Autumn Leaves (Johnny Mercer--Joseph Kosma), Mitch Miller's Horns and Chorus, 1952. English horn solo by Miller. (Best of the bunch, in VL's opinion. Predates Roger William's hit version by three years.)

I just noticed that (my storage spot) isn't retaining the track info for recently-uploaded tracks. This is probably a temporary "bug." Meanwhile, however, listeners can again play files at the site. Cool!

So far,'s latest changes have been for the better, by far. And I don't object at all to getting 400 percent greater storage space for no extra cost! Can't complain. (Though I usually manage to find a way. (<:)


Monday, February 20, 2006

Whittemore and Lowe: "Two Grand" (1946)

When I first heard the material on this 45-RPM set, I couldn't believe it was from 1946. No way. However... way.

Not this edition, mind you (45s didn't appear until 1949, as we all know), but the recordings themselves. Apparently, this set is/was a reissue of the 1946 78-RPM set of the same name, same line-up. If it sounds more like 1960 Ferrante and Teicher than 1946 Whittemore and Lowe, then don't be alarmed--this is, after all, the Vintage Lounge blog. Though even I didn't expect to find the basic F&T sound at such an early date in history--I figured the early 1950s, perhaps, but not just after the close of WWII. But here it is--a duo-piano-with-orchestra sound specific to the pop charts of 1960, only a lot earlier. I think they call this phenomenon "history."

Here, in order of their box-set appearance, are Arthur Whittemore and Jack Lowe's amazing duo-piano-with-orchestra recordings from 1946. Lover makes its second appearance here:

Lover (Hart--Rodgers), Whittermore and Lowe, with the RCA Victor Orchestra, 1946. From "Two Grand."

The Song Is You (Hammerstein II--Kern), with the RCA Victor Orchestra, 1946.

In the Still of the Night (Porter), with RCA Victor Orchestra, 1946.

The Continental (Magidson--Conrad), with the RCA Victor Orchestra, 1946.
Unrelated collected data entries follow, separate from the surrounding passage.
PR #417, opened 2024-04-11
✨ Set install namespace of addonTemplate from config

qiujian16:
## Related issue(s)

Fixes #

### DIFF
--- a/pkg/addon/templateagent/values.go
+++ b/pkg/addon/templateagent/values.go
@@ -36,6 +36,15 @@ func ToAddOnRegistriesPrivateValues(config addonapiv1alpha1.AddOnDeploymentConfi
 	}, nil
 }
 
+func ToAddOnInstallNamespacePrivateValues(config addonapiv1alpha1.AddOnDeploymentConfig) (addonfactory.Values, error) {
+	if len(config.Spec.AgentInstallNamespace) == 0 {
+		return nil, nil
+	}
+	return addonfactory.Values{
+		"INSTALL_NAMESPACE": config.Spec.AgentInstallNamespace,
+	}, nil
+}
+
 type keyValuePair struct {
 	name  string
 	value string
@@ -87,7 +96,7 @@ func (a *CRDTemplateAgentAddon) getValues(
 	if err != nil {
 		return presetValues, overrideValues, privateValues, nil
 	}
-	overrideValues = addonfactory.MergeValues(overrideValues, builtinValues)
+	overrideValues = addonfactory.MergeValues(builtinValues, overrideValues)
 
 	for k, v := range overrideValues {
 		_, ok := v.(string)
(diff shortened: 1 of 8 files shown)


qiujian16:
/hold

still need e2e test.

pkg/addon/templateagent/values.go
```diff
@@ -87,7 +96,7 @@ func (a *CRDTemplateAgentAddon) getValues(
 	if err != nil {
 		return presetValues, overrideValues, privateValues, nil
 	}
-	overrideValues = addonfactory.MergeValues(overrideValues, builtinValues)
+	overrideValues = addonfactory.MergeValues(builtinValues, overrideValues)
```
zhujian7, line 99: the builtin Values are immutable

qiujian16: I thought we want overridevalue to override builtinValue?

zhujian7: we want the overridevalue to override defaultValue, but for bultinValues(ClusterName), they should be immutable.

pkg/addon/templateagent/values.go
```diff
@@ -36,6 +36,15 @@ func ToAddOnRegistriesPrivateValues(config addonapiv1alpha1.AddOnDeploymentConfi
 	}, nil
 }
 
+func ToAddOnInstallNamespacePrivateValues(config addonapiv1alpha1.AddOnDeploymentConfig) (addonfactory.Values, error) {
+	if len(config.Spec.AgentInstallNamespace) == 0 {
+		return nil, nil
+	}
+	return addonfactory.Values{
+		"INSTALL_NAMESPACE": config.Spec.AgentInstallNamespace,
```
zhujian7, line 44: Not sure if the install namespace should be a private value, if it is private, it should start with `__`, like`__INSTALL_NAMESPACE`

qiujian16: this is done

pkg/addon/templateagent/values.go
qiujian16: I am a bit confusing, I thought this func is return overrideValues that is using builtingValues as base and override by overrideValue if the key exists. The buitInvalue is immutable as input.

pkg/addon/templateagent/values.go
```diff
@@ -60,8 +69,9 @@ func (a *CRDTemplateAgentAddon) getValues(
 	overrideValues = addonfactory.MergeValues(overrideValues, defaultValues)
```
zhujian7, line 69:
```suggestion
	overrideValues = addonfactory.MergeValues(defaultValues, overrideValues)
```

pkg/addon/templateagent/values_test.go
```diff
@@ -100,3 +104,155 @@ func TestGetAddOnRegistriesPrivateValuesFromClusterAnnotation(t *testing.T) {
...
+			expectedOverride: map[string]interface{}{
+				"CLUSTER_NAME": "test-cluster",
+				"key1":         "value1",
+			},
+			expectedPrivate: map[string]interface{}{
+				InstallNamespacePrivateValueKey: "default-ns",
+			},
+		},
+		{
+			name:         "default should not be overridden",
```
zhujian7, line 183: default values can not be overridden, there are some descriptions in the tests that are not precise, I will submit another PR to refactor it after this is merged.

zhujian7:
@qiujian16 I suggest that we add a `:warning:` to the PR title: `✨ ⚠️ Set install namespace of addonTemplate from config`, and add some description to the PR summary to state the `INSTALL_NAMESPACE` is removed, and user can use downward API, etc.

Falling in Love with Love (Hart--Rodgers), with the RCA Victor Orchestra, 1946.

Brazil (Russell--Barroso), with RCA Victor Orchestra, 1946.

They Didn't Believe Me (Reynolds--Kern), with RCA Victor Orchestra, 1946.

That Old Black Magic (Mercer--Allen), with RCA Victor Orchestra, 1946.


Friday, February 17, 2006

"Trylon and Perisphere," a Ferde Grofe classic

From the CD Paul Whiteman--Carnegie Hall Concert, December 25, 1938 comes this gem of a Ferde Grofe composition:

Trylon and Perisphere (Grofe), Paul Whiteman and His Orchestra. Performed live at Paul Whiteman's eighth (and last) Experiment in Modern Music. (Edited) comments by Deems Taylor.

This is such a wonderful piece, I hate to take any portion of it to task, but things get a bit turgid during Grofe's usual reprise-athon near the end--I wonder if the fault lies in Grofe's writing or if the performers hadn't quite gotten the score down? Maybe a little of both. At any rate, Trylon and Perisphere, written for the 1939-1940 New York World's Fair, was by far the best work featured in the concert, which is available for purchase here. It's a very interesting historical document, even if most of the works--by folks such as Richard Rodgers, Raymond Scott, and Duke Ellington--are less than inspiring. The slow moments are more than made up for by Fred Van Epps' Quonk, Morton Gould's The Bell Fugue, and a performance of Gershwin's Cuban Overture (with Rosa Linda--who completed the work after Gershwin died--at the piano!) And, of course, by Trylon and Perisphere. As a lover of Arthur Honegger's music, I listen to Grofe's piece and wonder if he was trying to render Honegger in easy-listening terms. If so, I can't imagine a more successful experiment.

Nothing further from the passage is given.